The field of photonic integrated circuits focuses on the miniaturization of photonic elements and their integration in photonic chips—circuits that carry out a range of calculations using photons, rather than electrons as are used in electronic circuits.

Silicon-based photonics is a developing field that is relevant for , artificial intelligence, quantum computing, and more. It enables an enormous improvement in the chips' performance, and in their cost-benefit ratio as it is based on the very same prevalent raw material from chips in the world of electronics.

However, despite benefiting from the well-developed lithography production process, which enables precise production of the desired devices, the instruments don't yet enable accurate mapping of the chip's optic characteristics.
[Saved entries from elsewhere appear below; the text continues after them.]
PR #2022, opened 2024-05-28
feat: move output messages to a separate channel

### LINKED ISSUE #1965: When the log level is error, normal messages cannot be output
image

1. Set output channel level to error
2. Run `lua print('a\nb')`

**This is not a log, so log levels should not affect it.**

Messages should use an independent output channel
https://github.com/vscode-neovim/vscode-neovim/blob/b9ad120efac084de7e66207a385ac66af97132d9/src/messages_manager.ts#L9

And it should be `OutputChannel`, not `LogOutputChannel`

ollien:
Fixes #1965. 

I added a second channel, `vscode-neovim (messages)`, and renamed the existing one to `vscode-neovim (logs)`. Messages are sent to both locations, which preserves timestamps. While right now the `vscode-neovim (messages)` channel is a bit barebones, I'm hoping to do some tweaks to make it more useful. Stay tuned on that :)

### DIFF
--- a/CONTRIBUTING.md
+++ b/CONTRIBUTING.md
@@ -47,7 +47,7 @@ npm run build:dev
 
 You can view the extension logs in one of three locations
 
-1. Via the `vscode-neovim` Output channel
+1. Via the `vscode-neovim (logs)` Output channel
 
     - Note: some messages are not logged to the Output channel, to avoid infinite loop. This is decided by the
       [`logToOutputChannel` parameter](https://github.com/vscode-neovim/vscode-neovim/blob/7337ffd5009067d074af5371171f277cb522aa9b/src/logger.ts#L184).
--- a/CONTRIBUTING.md
+++ b/CONTRIBUTING.md
@@ -47,7 +47,7 @@ npm run build:dev
 
 You can view the extension logs in one of three locations
 
-1. Via the `vscode-neovim (logs)` Output channel
+1. Via the `vscode-neovim logs` Output channel
 
     - Note: some messages are not logged to the Output channel, to avoid infinite loop. This is decided by the
       [`logToOutputChannel` parameter](https://github.com/vscode-neovim/vscode-neovim/blob/7337ffd5009067d074af5371171f277cb522aa9b/src/logger.ts#L184).
--- a/src/extension.ts
+++ b/src/extension.ts
@@ -28,7 +28,7 @@ export async function activate(context: vscode.ExtensionContext, isRestart = fal
     }
 
     const logOutputChannel = vscode.window.createOutputChannel(`${EXT_NAME} (logs)`, { log: true });
-    const userMessageOutputChannel = vscode.window.createOutputChannel(`${EXT_NAME} (messages)`);
+    const messageOutputChannel = vscode.window.createOutputChannel(`${EXT_NAME} (messages)`);
     disposables.push(logOutputChannel);
 
     config.init();
@@ -46,7 +46,7 @@ export async function activate(context: vscode.ExtensionContext, isRestart = fal
     try {
         const plugin = new MainController(context);
         context.subscriptions.push(plugin);
-        await plugin.init(userMessageOutputChannel);
+        await plugin.init(messageOutputChannel);
     } catch (e) {
         vscode.window
             .showErrorMessage(`[Failed to start nvim] ${e instanceof Error ? e.message : e}`, "Restart")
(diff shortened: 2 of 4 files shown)


src/messages_manager.ts
```diff
@@ -54,10 +58,16 @@ export class MessagesManager implements Disposable {
...
                 this.channel.show(true);
-                this.channel.append(str);
+                this.writeMessage(str);
                 break;
             }
         }
     }
+
+    private writeMessage(msg: string) {
+        logger.info(msg);
```
xiyaowong, line 70: Do we need to add it to the log?

src/extension.ts
```diff
@@ -27,11 +27,12 @@ export async function activate(context: vscode.ExtensionContext, isRestart = fal
         verifyExperimentalAffinity();
     }
 
-    const outputChannel = vscode.window.createOutputChannel(EXT_NAME, { log: true });
-    disposables.push(outputChannel);
+    const logOutputChannel = vscode.window.createOutputChannel(`${EXT_NAME} (logs)`, { log: true });
+    const userMessageOutputChannel = vscode.window.createOutputChannel(`${EXT_NAME} (messages)`);
```
xiyaowong, line 31: Personal hobby: Can it be changed to `messageOutputChannel`?

src/messages_manager.ts
ollien: I waffled on this. My take is we should, as if we're ever asking a user for logs to diagnose a problem, these messages may be indicative of actions they took

src/extension.ts
ollien: I don't feel strongly. If you do, I'll change it. My thought was it was a bit clearer to say "user" because all output channels display messages...

src/messages_manager.ts
ollien: It also resolves the concern about preserving timestamps

xiyaowong: OK

src/extension.ts
xiyaowong: Nvim messages aren't necessarily user-initiated; they could come from plugin printouts. Both `log` and `message` clearly indicate their respective purposes.

ollien: Eh on second thought, I think yours is better

src/extension.ts
```diff
@@ -27,11 +27,12 @@ export async function activate(context: vscode.ExtensionContext, isRestart = fal
         verifyExperimentalAffinity();
     }
 
-    const outputChannel = vscode.window.createOutputChannel(EXT_NAME, { log: true });
-    disposables.push(outputChannel);
+    const logOutputChannel = vscode.window.createOutputChannel(`${EXT_NAME} (logs)`, { log: true });
+    const messageOutputChannel = vscode.window.createOutputChannel(`${EXT_NAME} (messages)`);
```
justinmk, line 31:
```suggestion
    const logOutputChannel = vscode.window.createOutputChannel(`${EXT_NAME} logs`, { log: true });
    const messageOutputChannel = vscode.window.createOutputChannel(`${EXT_NAME} messages`);
```

CONTRIBUTING.md
```diff
@@ -47,7 +47,7 @@ npm run build:dev
 
 You can view the extension logs in one of three locations
 
-1. Via the `vscode-neovim` Output channel
+1. Via the `vscode-neovim (logs)` Output channel
```
justinmk, line 50:
```suggestion
1. Via the `vscode-neovim logs` Output channel
```

justinmk (approved):
I think having a single place to go to and refer to in discussions/docs, is very helpful for discoverability and usability. But it looks like no one else agrees :)

ollien:
>  I think having a single place to go to and refer to in discussions/docs, is very helpful for discoverability and usability. But it looks like no one else agrees :)

I actually don't disagree, but given the limitations of `LogOutputChannel`, this doesn't seem like the worst tradeoff.

xiyaowong:
> I think having a single place to go to and refer to in discussions/docs, is very helpful for discoverability and usability. But it looks like no one else agrees :)

What's this mean?

xiyaowong (approved):

justinmk:
> What's this mean?

I mean one channel instead of multiple channels. But it applies more generally (not only to channels): having one thing is usually less confusing (results in less docs, less qualifiers in discussions, etc) than spreading things out.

This includes its internal light motion—a crucial capacity given the difficulty to model the effect of fabrication flaws and inaccuracies—due to the devices' tiny dimensions.

A new article by researchers from Technion's Andrew and Erna Viterbi Faculty of Electrical and Computer Engineering tackles this challenge, showing advanced light imaging in photonic circuits on chips. The research, which was published in the journal Optica, was led by Professor Guy Bartal, head of the Laboratory for Advanced Photonic Research, and doctoral student Matan Iluz, in collaboration with Professor Amir Rosenthal's research group. Graduate students Kobi Cohen, Jacob Kheireddine, Yoav Hazan and Shai Tsesses also took part in the research.

A video clip showing light's evolution in real time within the MMI device. Credit: Technion Spokesperson Office

The researchers harnessed the optical characteristics of silicon to map the light's propagation without requiring an invasive action of any sort, which perturbs or alters the chip. This process includes mapping the light waves' electric field and defining the elements that affect the light's movement—waveguides and beam splitters.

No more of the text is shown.